極めて視認性の高い文字盤。下地を強く荒らすことで強い光源下でも文字盤は白濁しにくい。また、文字盤を彫り込んで流し込んだ蓄光塗料のおかげで、暗所での視認性も改善された。搭載ムーブメントCal.3861は2万1600振動/時のため、秒インデックスが3分の1秒刻みなのは、いかにも計器らしい。

 ついでに言うと、装着感も決して捨てたものではない。最初は違和感があるが、ブレスレットを微調整し、ぴったり巻くと、3日ぐらいすれば気にならなくなる。スピマスにブルガリの「オクト フィニッシモ」の着け心地は求める人はいないだろうから、これはこれで良いのではないか。少なくとも、以前ほど頭が重くないだけ、「スピマスならではの着け心地」に慣れるのは早い気がする。リュウズの巻きづらさも、そう言ってしまえばスピマスと付き合うための「お約束」ではないか。巻きづらさを忍んでリュウズを巻いていくと、基本設計を80年以上前にさかのぼる古典機の剛直さが、指先に伝わってくる。

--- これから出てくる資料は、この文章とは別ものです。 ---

PR #919, opened 2020-02-12
Added optional directory qualifier/suffix to configuration and use it with ReportBuilder.BASE_DIRECTORY

shchukax:
This library is used by jenkinsci/cucumber-reports-plugin. That plugin currently only supports one report per job run.  While trying to extend it to allow multiple reports, my work was limited by the fact that this library has hardcoded destination directory for the report.

To facilitate changes in jenkinsci/cucumber-reports-plugin, I'm adding an optional directoryQualifier parameter to the Configuration, which is then used as a suffix for the reports' target directory.  Now, instead of `ReportBuilder.BASE_DIRECTORY` (which is always `cucumber-html-reports`), the target would be `ReportBuilder.BASE_DIRECTORY + configuration.getDirectoryQualifier` (which would be `cucumber-html-reports<specified-suffix>`). This qualifier/suffix is optional. If it's not specified, the behaviour of the library is unchanged.


shchukax:
Is travic-ci build broken?  It fails with an error that it can't connect to soniqcube.

src/main/java/net/masterthought/cucumber/Configuration.java
```diff
@@ -136,13 +138,31 @@ public String getProjectName() {
         return projectName;
     }
 
+    /**
+     * Sets directory qualifier.
+     *
+     * @param directoryQualifier directory qualifier
+     */
+    public void setDirectoryQualifier(String directoryQualifier) {
```
damianszczepanik: was it intentional to use similar name to https://github.com/damianszczepanik/cucumber-reporting/commit/3b3bef7a8d32841310587629e607bab7c1a9af75#diff-8bf6b44089f1dce48374088686c23f67R78 ?

src/main/java/net/masterthought/cucumber/Configuration.java
```diff
@@ -136,13 +138,31 @@ public String getProjectName() {
...
+    }
+
     /**
      * Gets directory where the attachments are stored.
      *
      * @return directory for attachment
      */
     public File getEmbeddingDirectory() {
-        return new File(getReportDirectory().getAbsolutePath(), ReportBuilder.BASE_DIRECTORY
+        return new File(getReportDirectory().getAbsolutePath(), ReportBuilder.BASE_DIRECTORY + this.getDirectoryQualifier()
```
damianszczepanik: looks like directory separator is missing here

src/main/java/net/masterthought/cucumber/ReportBuilder.java
```diff
@@ -135,7 +135,7 @@ private void createEmbeddingsDirectory() {
     private void copyResources(String resourceLocation, String... resources) {
         for (String resource : resources) {
             File tempFile = new File(configuration.getReportDirectory().getAbsoluteFile(),
-                    BASE_DIRECTORY + File.separatorChar + resourceLocation + File.separatorChar + resource);
+                    BASE_DIRECTORY + configuration.getDirectoryQualifier() + File.separatorChar + resourceLocation + File.separatorChar + resource);
```
damianszczepanik: and here

src/main/java/net/masterthought/cucumber/generators/AbstractPage.java
```diff
@@ -70,7 +70,7 @@ private void generateReport() {
 
         Template template = engine.getTemplate("templates/generators/" + templateFileName);
         File reportFile = new File(configuration.getReportDirectory(),
-                ReportBuilder.BASE_DIRECTORY + File.separatorChar + getWebPage());
+                ReportBuilder.BASE_DIRECTORY + configuration.getDirectoryQualifier() + File.separatorChar + getWebPage());
```
damianszczepanik: and here :)

src/main/resources/templates/macros/page/navigation.vm
```diff
@@ -7,9 +7,9 @@
         #if ($run_with_jenkins)
           <li role="presentation"><a href="../">Jenkins</a></li>
           #if ($build_previous_number)
-            <li role="presentation"><a href="../../$build_previous_number/cucumber-html-reports/$report_file">Previous results</a></li>
+            <li role="presentation"><a href="../../$build_previous_number/cucumber-html-reports$directory_qualifier/$report_file">Previous results</a></li>
```
damianszczepanik: did you address my concern from last review about compatibility?

src/main/java/net/masterthought/cucumber/Configuration.java
shchukax: Nope, just happened to be this.  I'm actually thinking about changing it to `directorySuffix` - let me know if it's preferred.

src/main/java/net/masterthought/cucumber/Configuration.java
shchukax: No, it's not missing; it's not needed - as this is just a suffix to the current directory name.  It can be passed as `_abcd` for example.

src/main/java/net/masterthought/cucumber/generators/AbstractPage.java
shchukax: No, it's not missing; it's not needed - as this is just a suffix to the current directory name. It can be passed as _abcd for example.

src/main/java/net/masterthought/cucumber/ReportBuilder.java
shchukax: No, it's not missing; it's not needed - as this is just a suffix to the current directory name. It can be passed as _abcd for example.

src/main/resources/templates/macros/page/navigation.vm
shchukax: Sorry, I'm not sure which one you are referring to. If this is about navigation to previous/latest, then this particular change is exactly for that.

damianszczepanik: Previous link does not work after this change

src/main/java/net/masterthought/cucumber/Configuration.java
damianszczepanik: Then recommend to change it to avoid confusing

shchukax:
I renamed `directoryQualifier` to `directorySuffix` and `directory_qualifier` to `directory_suffix` everywhere. As for the link to the previous report not working - it does work as long as the previous report was done with the same suffix - that's the whole idea. If I am generating multiple reports with different directory suffixes, each one will navigate to its own previous one.

src/main/java/net/masterthought/cucumber/Configuration.java
```diff
@@ -136,13 +138,31 @@ public String getProjectName() {
...
+    }
+
     /**
      * Gets directory where the attachments are stored.
      *
      * @return directory for attachment
      */
     public File getEmbeddingDirectory() {
-        return new File(getReportDirectory().getAbsolutePath(), ReportBuilder.BASE_DIRECTORY
+        return new File(getReportDirectory().getAbsolutePath(), ReportBuilder.BASE_DIRECTORY + this.getdirectorySuffix()
```
damianszczepanik: IMO it would be nice to have some separator such as underscore between BASE_DIRECTORY and suffix. Consider this

src/main/java/net/masterthought/cucumber/Configuration.java
```diff
@@ -136,13 +138,31 @@ public String getProjectName() {
...
+    public void setdirectorySuffix(String directorySuffix) {
+        this.directorySuffix = directorySuffix;
+    }
+
+    /**
+     * Returns directory qualifier
+     *
+     * @return directory qualifier
+     */
+    public String getdirectorySuffix() {
```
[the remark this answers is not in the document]
shchukax: Sorry, a typo during previous renaming exercise - fixed now (both in setter and getter)

src/main/java/net/masterthought/cucumber/Configuration.java
shchukax: I'd rather let the end user decide whether such separator is needed - if yes, then it can be passed as part of the suffix (as I do myself in my own compiled version).

src/main/java/net/masterthought/cucumber/Configuration.java
```diff
@@ -136,13 +138,31 @@ public String getProjectName() {
...
+    }
+
     /**
      * Gets directory where the attachments are stored.
      *
      * @return directory for attachment
      */
     public File getEmbeddingDirectory() {
-        return new File(getReportDirectory().getAbsolutePath(), ReportBuilder.BASE_DIRECTORY
+        return new File(getReportDirectory().getAbsolutePath(), ReportBuilder.BASE_DIRECTORY + this.getDirectorySuffix()
```
damianszczepanik: if you look how currently BASE_DIRECTORY looks like then IMO its better to have separator _ or / between - otherwise it might look strange
https://github.com/damianszczepanik/cucumber-reporting/pull/919/files#diff-e17c4a370f9a9da4a1fb9017744ebba7L46

shchukax: Ok, I made the change now to use `_` as suffix separator.

src/main/java/net/masterthought/cucumber/Configuration.java
```diff
@@ -136,14 +139,41 @@ public String getProjectName() {
...
+        return StringUtils.defaultString(directorySuffix);
+    }
+
+    /**
+     * Returns directory suffix with separator prepended if necessary
+     *
+     * @return directory suffix with prepended separator
+     */
+    public String getDirectorySuffixWithSeparator() {
+        return StringUtils.isEmpty(directorySuffix) ? "" : SUFFIX_SEPARATOR + directorySuffix;
```
damianszczepanik: can't find unit test for new methods

src/main/resources/templates/macros/page/navigation.vm
```diff
@@ -7,9 +7,9 @@
         #if ($run_with_jenkins)
           <li role="presentation"><a href="../">Jenkins</a></li>
           #if ($build_previous_number)
-            <li role="presentation"><a href="../../$build_previous_number/cucumber-html-reports/$report_file">Previous results</a></li>
+            <li role="presentation"><a href="../../$build_previous_number/cucumber-html-reports$directory_suffix/$report_file">Previous results</a></li>
```
damianszczepanik: looks good - did you check if old configuration with new plugin works fine? can you move back and forward between older and newer reports?

src/main/java/net/masterthought/cucumber/Configuration.java
shchukax: Ah! good point - missed that. I added the unit tests now.

src/main/resources/templates/macros/page/navigation.vm
shchukax: When using the new version, if the suffix is not set or is set to an empty string, then navigation to previous reports work whether generated with the old or the new version. If a suffix is set, then there will not be "previous" report - so there won't be a link.  Previous/next is based on the same suffix.

damianszczepanik:
tests are still missing

shchukax:
> tests are still missing

D'oh! Committed but didn't push last time - all in now.

shchukax:
D'oh! Committed but forgot to push last time - all in now.

src/test/java/net/masterthought/cucumber/ConfigurationTest.java
```diff
@@ -153,6 +150,51 @@ public void getTagsToExcludeFromChart_ReturnsEmptyList() {
...
+        String directorySuffix = "test";
+        Configuration configuration = new Configuration(outputDirectory, projectName);
+
+        // when
+        configuration.setDirectorySuffix(directorySuffix);
+
+        // then
+        Class<Configuration> configClass = Configuration.class;
+        try {
+            Field suffixSeparator = configClass.getDeclaredField("SUFFIX_SEPARATOR");
```
damianszczepanik: I don't get it why this must be so complicated :)

shchukax: I didn't want to hardcode the separator - so had to get the value of a private variable.  Anyway, I changed it now to have a hardcoded '_' separator in the test.

src/test/java/net/masterthought/cucumber/ConfigurationTest.java
```diff
@@ -153,6 +150,51 @@ public void getTagsToExcludeFromChart_ReturnsEmptyList() {
...
+            suffixSeparator.setAccessible(true);
+            assertThat(configuration.getDirectorySuffixWithSeparator()).isEqualTo(suffixSeparator.get(null) + directorySuffix);
+        } catch (NoSuchFieldException|IllegalAccessException ex) {
```
damianszczepanik, line 183: still not changed

shchukax: Argh! Another one "commit-no push".  Done now.

damianszczepanik:
@shchukax well done!

shchukax:
Thanks!

Once this is built and updated in Maven Central, I'll get back to the corresponding jenkins plugin updates.
-Aleks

 一昔前の時計好きはロレックス「エクスプローラI」と「スピマス」を買ってなんぼという風潮があった。確かに定番中の定番であるこのふたつは、時計好きとして通り過ぎる通過儀礼のひとつだったように筆者も思う。もっとも、どちらの時計も値段は上がってしまい、気軽に買えるものではなくなってしまった。にもかかわらず、もし興味のある人ならば、ぜひ最新のスピードマスター ムーンウォッチ プロフェッショナルは触ってほしいと思っている。なにしろ50年以上もデザインが変わらず、しかし中身は別物と言って良いほど進化したのだ。もっとも条件がある。素晴らしい装着感は期待しないこと。上質な外装を持つようになったが、これはあくまでツールウォッチであって、装身具ではないのである。そこさえ間違わなければ、最新のスピマスプロは、あなたにとっての永遠の定番になるはずだ。少なくとも、筆者はこの時計を3年以上使い続けているのである。

オメガ スピードマスター プロフェッショナル

筆者の愛用する実用時計が、オメガ「スピードマスター ムーンウォッチ プロフェッショナル」とジン「244 Ti」、そしてダマスコの「DC 57」。左がオメガ、右がジンである。高級時計というわけではないが、絶対に壊れないという安心感は何物にも代えがたい。